Secondly, love has us paying attention to God and to others. The actions of God and the life of people are not unchanging, inflexible realities. What God is doing isn’t always what everyone else thinks is important and wise. What is happening in people’s lives may not always seem significant in the context of the big, grand narratives that society tells us. But these are people God values and loves. Thus, true, a Biblically attuned type of love attunes us to the disclosures from focuses of our love, disregarding the forms of the positive recognition and status that are imposed on what the nature of this learning and attention should be from the outside, and can even call this type of recognition under the name of “love,” a word that is vague out of context, exploiting the ambiguity (much as experts exploit the ambiguity of their abstractions of learning) of the Bible when taken out of context of the rest of Scripture and out of context of God’s agents speaking by the Spirit, to justify the views.

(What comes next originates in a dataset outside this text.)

PR #3092, opened 2022-07-14
Bumping up keep-network/sortition-pools to 2.0.0-pre.13

dimpar:
Bumping to the latest version of the sortition pool


pdyraga:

And what joins repentance to love? Faith. Faith in the power of God that God is doing something even as we can not see it; trust that there is something radically new and novel in the future, whether it be in our lifetimes or not, that when joined to our recognition of error allows us to receive when it comes, however it comes, big or small, extraordinary or ordinary, powerful or weak. Likewise, learning operates similarily, that as our recognition of status of not knowing in joined to a trusting and hopeful expectation that something new will come that brings insight, we can move forward.

But so you know, I do not connect repentance, faith, and love as it pertains our life before God to our own effort to learn to justify me telling you the process of learning, so that I can appear to have some legitimation of my own apparent expertise in this stemming from using the Bible. God’s Word is not a manual on learning. Rather, I point to the analogies so that in learning how to learn, you can also come to see how the similarities between learning and being ambassadorial agents of God’s work of reconciliation by the Holy Spirit. And then, by becoming agents of God’s Spirit, we also become wrapped up afresh in the process of learning, but this learning becomes directed for the purposes and goals of God and His love.